But like the traditional versions of these so-called pyramid schemes, the cyberspace scams do nothing more than trick consumers into handing over their own cash, and rarely pay out any of the promised earnings, federal regulators said Thursday.
The Federal Trade Commission, along with a number of state officials, announced 33 law enforcement actions against 67 defendants promoting such Internet pyramid schemes. The commission also launched a "sweep" of the World Wide Web to locate sites that might be hosting illegal multilevel marketing scams.
"We're committed to taking on the con artists who think they can use the Internet to promote illegal schemes," said Jodie Bernstein, director of the FTC's bureau of consumer protection. Officials announced the fraud crackdown Thursday in San Diego.
Experts say the Internet has breathed new life into an age-old racket. Consumers are either contacted via email or notice a Web page touting a sweet deal: They invest some of their money, and if they can sign on others to do the same, they will get a huge return.
"The first couple people may make money, but two or three levels down, the pyramid topples," said Holly Cherico, a spokeswoman for the Council of Better Business Bureaus in Arlington, Va.
What distinguishes pyramid schemes from legitimate multilevel marketing ventures is that they focus on recruiting new members, not on selling products, she said.
In one pyramid operation cited by the FTC, Five Star Auto Club Inc. of Poughquag, N.Y., promised online consumers an opportunity to lease their "dream vehicle" for free while earning between $180 and $80,000. All they had to do was pay an annual fee and $100 in monthly payments and recruit others to join.
But the commission said that those who signed up received no free lease on a car and no earnings from the deal. The FTC has filed a lawsuit in U.S. District Court in White Plains, N.Y., against the Five Star Auto Club Inc., seeking a permanent injunction and consumer redress. A federal court already has temporarily shut down the operation.
"Basically, these schemes take your money to pay off some other people," said Cleo Manuel, of the National Consumers League. "Ultimately, someone is going to be left holding the bag."
Manuel said con artists try to reassure consumers that the scheme is legitimate by using "shills" -- decoys who are paid by the company to say they made huge profits in the scheme.
Officials warn that the Internet makes it easy for such fraudulent operations to hide, shut down or move when someone begins to catch on. Well-constructed Web sites might also give the appearance of legitimacy and be more convincing than newspaper advertisements making the same false claims.
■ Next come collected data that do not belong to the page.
PR #2420, opened 2022-09-03
Update compose.m

federicofuentes:
Added support for 'trigx' and 'trigy'. This retains the mixed structure when operating over these objects, e.g. multiplying two 'trigx' objects via mtimes is still 'trigx'; real of 'trigx' is still 'trigx'.


ajt60gaibb:
Sounds very reasonable to me! 👍

ajt60gaibb:
Thank you, @federicofuentes. This is welcomed pull request.

PR #2424, opened 2022-12-15
spin:  Recurse on SUBSREF when accessing properties.

aaustin141:
If we don't do this, we can't further index properties that are returned without storing them in a separate variable.  This results in unexpected behavior, e.g.,

    >> S = spinop('ks');
    >> S.domain(2)
    ans =
       1.0e+02 *
                       0   1.005309649148734

With this fix in place, we get the expected result:

    >> S = spinop('ks');
    >> S.domain(2)
    ans =
         1.005309649148734e+02

### DIFF
--- a/@spinoperator/subsref.m
+++ b/@spinoperator/subsref.m
@@ -15,8 +15,15 @@ switch index(1).type
     case '.'
         
         % Allow access to any of the properties of S:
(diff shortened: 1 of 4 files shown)


trefethen:
Thanks @aaustin141.

PR #2425, opened 2023-01-23
fix help text typo

heatherw3521:
Just changing comments/helptext to correct a typo in diskfun help on sum and mean.


trefethen:
Looks good.

PR #2426, opened 2023-03-06
minor fixes for the chebfun3f constructor

cstroessner:
ensured that the chebfun3f constructor accepts chebfun3 objects as input functions

prevented collapsing dimensions in phase 3 of the chebfun3f constructor

ensured that the fixedRank setting works with the chebfun3f constructor 

now throws an error when the non-compatible flags 'trig' and 'chebfun3f' are set simultaneously

### DIFF
--- a/@chebfun3/chebfun3f.m
+++ b/@chebfun3/chebfun3f.m
@@ -327,14 +327,12 @@ while ~happy
         [K, QWK] = DEIM(QW);
 
         % Simplification:
-        % (Take a linear combination of the columns = faster)
         lenU = standardChop(chebvals2chebcoeffs(sum(Uf,2)), pref.chebfuneps);
         lenV = standardChop(chebvals2chebcoeffs(sum(Vf,2)), pref.chebfuneps);
         lenW = standardChop(chebvals2chebcoeffs(sum(Wf,2)), pref.chebfuneps);
-%         % (Full simplify = slower)
-%         lenU = length(simplify(chebfun(Uf, [dom(1),dom(2)], pref), pref.chebfuneps));
-%         lenV = length(simplify(chebfun(Vf, [dom(3),dom(4)], pref), pref.chebfuneps));
-%         lenW = length(simplify(chebfun(Wf, [dom(5),dom(6)], pref), pref.chebfuneps));
+        lenU = max(lenU,size(Uf,2));
+        lenV = max(lenV,size(Vf,2));
+        lenW = max(lenW,size(Wf,2));
 
         % Convert to coefficients and simplify:
         QU = chebvals2chebcoeffs(QU); QU = QU(1:lenU,:);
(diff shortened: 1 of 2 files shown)


cstroessner:
Currently the chebfun3f constructor is not the default option. Once the minor changes proposed here have been integrated into chebfun, the main issues that need to be overcome would be:

1. The objects computed with the chebfun3f constructor sometimes lead to issues when using the diff function. The coefficients stored in the factor matrices are close to machine precision (which is compensated by very large values in the core tensor). In this case the error of the diff function tends to be very large. This problem might potentially be circumvented by multiplying the factor matrix with a scalar before computing the derivative. However, this change would require modifications of chebfun3 outside of the constructor.
2. The chebfun3f constructor is not able to work with trigonometric basis functions yet. This change should not be too difficult. One would need to replace the Chebyshev grid points by the interpolation nodes for trigonometric interpolation. One would need to change the commands to compute the interpolants and the heuristic to determine accuracy. Lastly one needs to remove the current error message.
3. Once the previous two issues are resolved, chebtest('chebfun3') with chebfun3f as default constructor will pass all but three test cases. The cases chebfun3/test_fevalt.m and chebfun3/test_minus.m fail due to minor tolerance issues. The case chebfun3/test_subsref.m will never work with chebfun3f, since it checks if the function in the column is equal to the univariate input functions. Since we store a multiplicative factor in the core tensor this equality will only be satisfied up to scalar multiples and not exactly.

Once these changes have been made, I would recommend to use the chebfun3f constructor as default constructor for chebfun3 objects. This could be changed directly in the default parameter of prefStruct.constructor.

bhashemi:
The new changes look good to me and so if no one objects I'd be happy to merge this pull request. It reduces the number of chebfun3 tests that fail from 44 to 16 (on my laptop). All the 16 tests that fail belong to one of the three categories listed in the comments by @cstroessner.

For the record I'd like to point out an issue regarding `chebfun3/test_minus.m` that is perhaps not minor: 

```
% with the new chebfun3f
>> [x, ~, ~] = cheb.xyz; f = x;
>> g = (1-1e-7)*x; norm(f-g)
ans =
   1.6330e-07

>> g = (1-1e-8)*x; norm(f-g) % I keep getting zero for values less than 1e-8 as well
ans =
     0
```

Here is what happens with the default chebfun3 constructor:
```
>> [x, ~, ~] = cheb.xyz; f = x;
>> g = (1-1e-7)*x; norm(f-g)
ans =
     1.6330e-07

>> g = (1-1e-8)*x; norm(f-g)
ans =
   1.6330e-08

>> g = (1-1e-13)*x; norm(f-g)
ans =
   1.6335e-13

>> g = (1-1e-14)*x; norm(f-g)
ans =
     0
```

trefethen:
Thanks very much @cstroessner and @bhashemi !  I am happy for you to merge if that seems appropriate.  

To both of you -- is there something new here that should be highlighted in a Chebfun example?  As always, if so, I am happy to be involved in polishing and publishing.

bhashemi:
@trefethen, I just played a bit with the last two sections of [this example](http://www.chebfun.org/examples/approx3/Complexity.html) and got the following plot for _tough_ functions (section 3):
tough3d


Here is the corresponding plot for _easy_ functions (section 4 of the same example):
easy3d

@cstroessner, both plots show how nice Chebfun3f is! I will be sending you an email with the code that generated these plots.

PR #2427, opened 2023-03-10
Make chebfun3f the default chebfun3 constructor.

cstroessner:
I modified chebfun3f to be able to handle the trig flag. When set chebfun3f now correctly returns an approximation based on trigonometric functions on a uniform grid.

If we were to use the chebfun3f constructor as default constructor the following 10 test cases fail
   chebfun3/test_diff.m
   chebfun3/test_diffx.m
   chebfun3/test_diffy.m
   chebfun3/test_diffz.m
   chebfun3/test_feval.m -> minor tolerance issue
   chebfun3/test_fevalt.m -> minor tolerance issue
   chebfun3/test_gradient.m
   chebfun3/test_guide.m -> the trig approximation uses slightly more coefficients -> I do not simplify so far
   chebfun3/test_minus.m -> major tolerance issue
   chebfun3/test_subsref.m -> test 8 will never work since chebfun3f stores a multiplicative factor in the core tensor

The remaining failed test cases are related to the computation of derivative.


cstroessner:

Email offers an alternative way to target consumers, while makng the schemes more difficult for law enforcers to trace, said Jim Lanford, co-editor of Scambusters, an online magazine about Internet fraud.
Officials say that, as with anything that sounds too good to be true, it probably is.
"The only people getting rich are the con artists," says Peter Hildreth, president of the North American Securities Administrators Association. "Ask yourself: If it's such a great moneymaking idea, why is someone telling 100,000 of their closest friends about it on the Internet?"